__What you are asked to do__. Your answer should be every line of the entries that has the string "with" in it.

__Exercise input__.
Issue #956, opened 2019-05-22
Adding CoAP Publish Subscribe Model to Californium


wajd:
My team and I have used your library to build a project for a university course that allows client-side use of Californium using the [IETS's RFC for Publish Subscribe](https://datatracker.ietf.org/doc/draft-ietf-core-coap-pubsub/). 
You can see the project [here](https://github.com/wajd/TeamMulticast-CoAP-PubSub). It has 2 simple classes and 1 alternative to WebLink, Topic.
We would like to contribute our features to this library as it uses a lot of Californium classes and we could not successfully mask them. 
Unfortunately we built it on Java 12 and used Californium 2.0.0-M14. We also did not write any test cases, so a lot of our 
Would you want this contribution? What should we do in order to make our contribution compliant with your guidelines? (besides forking californium 2.0.x, using Java 1.7, and adding test cases)

boaks:
I did a very short check of the classes, currently I'm unfortunately can't spent more time on it.
I could compile them with java 1.7, so that seems to be not issue.
I'm not sure about the scope, so correct me:
- that are some classes, you would like to contribute to californium, that implements the client-side
- an example is missing?
- the server-side is missing?
- unit tests are missing?

FMPOV, some guide to show how to use it, would be very welcome. May be I just overseen it.

To contribute that, obey [contribution guide](https://github.com/eclipse/californium/blob/master/CONTRIBUTING.md), mainly the [ECA](http://www.eclipse.org/legal/ECA.php).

__Exercise answer__.
Would you want this contribution? What should we do in order to make our contribution compliant with your guidelines? (besides forking californium 2.0.x, using Java 1.7, and adding test cases)
I could compile them with java 1.7, so that seems to be not issue.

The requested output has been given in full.